Libya conference to be held in Sicily in November: Italy

A Libya conference will be held in Sicily in November, Italy's foreign minister said Tuesday, with talks focusing on an "inclusive approach" to stabilising the war-torn north African country while not fixating on a date for elections.

Libya conference to be held in Sicily in November: Italy
The coastline of the Sicilian island of Lampedusa. Photo: Alberto Pizzoli/AFP

The peace conference in Palermo on November 12 and 13 will aim to “identify the stages of a stabilisation process”, Italian Foreign Minister Enzo Moavero Milanesi told the Senate.

The meeting would drive towards “a common solution, even if there are differences of opinion between the parties involved”, he said.

Four key leaders from Libya agreed at a conference in Paris in May to hold landmark polls on December 10 as part of a French-led plan to stabilise the crisis-hit country despite ongoing violence and deep divisions.

France, however, has faced opposition to the election timetable from the United States along with other European Union countries, notably Italy.

Milanesi said he had received “confirmation of interest” in the conference from Libyan military strongman Khalifa Haftar as well as support from the US, and was planning on discussing the dossier with his Russian counterpart Sergei Lavrov in Moscow on Monday.

“No deadlines will be imposed on the Libyans, nor tasks dictated,” Milanesi said.

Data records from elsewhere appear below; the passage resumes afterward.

PR #807, opened 2017-08-31
Move PutObjectStreaming() to the correct column in the ToC

### LINKED ISSUE #806: Is PutObjectStreaming() listed in the wrong spot?
Looking at the hmm... "Table of Contents" thing here:

&nbsp; &nbsp; https://docs.minio.io/docs/golang-client-api-reference

`PutObjectStreaming()` is listed underneath the "Encrypted Object operations" column.

Is that correct?  Kind of thinking it should it be listed under "Object operations" instead, but not sure.

justinclift:
Fixes #806


harshavardhana:
ping @donatello waiting on your review..

PR #811, opened 2017-09-05
Refactor PutObject API calls to add context and additional metadata.

### LINKED ISSUE #700: Support for context.Context?
Hi,

are there plans to support request cancellation via `context.Context`? I'm currently in the progress of adding proper cancellation to restic, and I'd like to be able to cancel outgoing requests to the s3 backend...

Cheers,
Alex

### LINKED ISSUE #747: PutObject* refactor

### LINKED ISSUE #759: Allow multipart upload workers to be configurable.

poornas:
- Add additional Api calls PutObjectWithContext, GetObjectWithContext, FPutObjectWithContext and FGetObjectWithContext to allow request cancellation.
- Remove PutObjectWithSize,PutObjectStreaming,PutEncryptedObject,PutObjectWithMetadata calls and fold into a single PutObject call which accepts a pointer to PutObjectOptions struct. PutObjectOptions struct allows user to enter custom metadata, Content-Encoding, Cache-Control, Content-Type and Content-Disposition headers, configure number of threads for multipart PutObject calls, and set Encryption materials module to encrypt data.
- Change FPutObject API signature to add additional parameter - a pointer to PutObjectOptions struct.
- Number of workers used in multipart Put operation is now configurable by setting the number of threads as an optional field in the PutObjectOptions struct.

Fixes #700 
Fixes #747 
Fixes #759


api-get-object-file.go
```diff
@@ -21,11 +21,18 @@ import (
...
 	"path/filepath"
 
+	"context"
+
 	"github.com/minio/minio-go/pkg/s3utils"
 )
 
 // FGetObject - download contents of an object to a local file.
 func (c Client) FGetObject(bucketName, objectName, filePath string) error {
+	return c.fGetObjectWithContext(context.Background(), bucketName, objectName, filePath)
```
vadmeste: I am not sure how it is useful to provide two APIs which has the same functionality, for example here:
- FGetObject
and
- FGetObjectWithContext

I think we need to decide if they should have different behaviors or merge them into one function

poornas: It was decided to have an extra variant of Put/GetObject when context is an additional argument, rather than force user to pass nil each time if they do not need request cancellation. We could however revisit this in the next meeting and reach a consensus.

Italy, a key supporter of the UN-backed government of Fayez al-Sarraj in Tripoli, said in September it wants to “maintain an active dialogue” with all well-intentioned actors in Libya.

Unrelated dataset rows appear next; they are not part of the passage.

PR #813, opened 2017-09-19
api: Retry only request body is seekable

### LINKED ISSUE #791: Functional tests not passing when Minio server has a new default region
When I set Minio region to "us-west-2" in ~/.minio/config.json, functional tests won't pass anymore:

```
$ go run functional_tests.go
...
INFO[0015]                                               file=functional_tests.go function:=main.testGetObjectClosedTwice line#=665
FATA[0041] Error:Put http://localhost:9000/minio-go-testiuzn23cfq9jrzlcnz/1yzgz903xtgj9tceycazirws0cmlla: Connection closed by foreign host http://localhost:9000/minio-go-testiuzn23cfq9jrzlcnz/1yzgz903xtgj9tceycazirws0cmlla. Retry again.minio-go-testiuzn23cfq9jrzlcnz1yzgz903xtgj9tceycazirws0cmlla  file=functional_tests.go function:=main.testGetObjectClosedTwice line#=705
exit status 1
```

vadmeste:
It doesn't make sense to retry a HTTP request when its body is not
seekable. Req Body can be delivered by a developer such as in
PutObject() API.

Partially fix - ref #791

### DIFF
--- a/api.go
+++ b/api.go
@@ -497,6 +497,8 @@ var successStatus = []int{
 func (c Client) executeMethod(method string, metadata requestMetadata) (res *http.Response, err error) {
 	var isRetryable bool     // Indicates if request can be retried.
 	var bodySeeker io.Seeker // Extracted seeker from io.Reader.
+	var reqRetry = MaxRetry  // Indicates how many times we can retry the request
+
 	if metadata.contentBody != nil {
 		// Check if body is seekable then it is retryable.
 		bodySeeker, isRetryable = metadata.contentBody.(io.Seeker)
@@ -504,6 +506,11 @@ func (c Client) executeMethod(method string, metadata requestMetadata) (res *htt
 		case os.Stdin, os.Stdout, os.Stderr:
 			isRetryable = false
 		}
+		// Retry only when reader is seekable
+		if !isRetryable {
+			reqRetry = 1
+		}
+
 		// Figure out if the body can be closed - if yes
 		// we will definitely close it upon the function
 		// return.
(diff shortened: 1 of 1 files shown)


api.go
```diff
@@ -519,15 +519,21 @@ func (c Client) executeMethod(method string, metadata requestMetadata) (res *htt
...
 	// blank identifiers is only supported since go1.4
 	// https://golang.org/doc/go1.4#forrange.
-	for range c.newRetryTimer(MaxRetry, DefaultRetryUnit, DefaultRetryCap, MaxJitter, doneCh) {
+	for range c.newRetryTimer(reqRetry, DefaultRetryUnit, DefaultRetryCap, MaxJitter, doneCh) {
 		// Retry executes the following function body if request has an
 		// error until maxRetries have been exhausted, retry attempts are
 		// performed after waiting for a given period of time in a
 		// binomial fashion.
-		if isRetryable {
+		if isSeekable {
```
harshavardhana: Why change the variable name? @vadmeste `isRetryable` is fine here. isSeekable is not providing any meaning.

api.go
```diff
@@ -519,15 +519,21 @@ func (c Client) executeMethod(method string, metadata requestMetadata) (res *htt
 	// Indicate to our routine to exit cleanly upon return.
 	defer close(doneCh)
 
+	// Retry only when reader is seekable
+	reqRetry := MaxRetry
+	if !isSeekable {
+		reqRetry = 1
```
harshavardhana: We should set this value perhaps in above `metadata.contentBody` fold itself.  Avoids having multiple ifs.

api.go
vadmeste: > Why change the variable name? @vadmeste isRetryable is fine here. isSeekable is not providing any meaning. Its also not associated with what this PR tries to fix.

Yeah, it is a simple change, I thought isSeekable is more precise than isRetryable, will revert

The Libyan capital has been at the centre of a battle for influence between armed groups since dictator Moamer Kadhafi was driven from power and killed in a 2011 NATO-backed uprising.

Sarraj's Government of National Accord has been unable to form a functioning army or regular security forces and has been forced to rely on militias to keep Tripoli safe.

Militias formed the backbone of the uprising that toppled Kadhafi.

Since then rival administrations, including one allied with Haftar and based in the remote east, and the militias have competed for authority and oil wealth in the North African country.

Accused by his opponents of wanting to establish a new military dictatorship, Haftar refuses to recognise the authority of Sarraj's Tripoli-based GNA.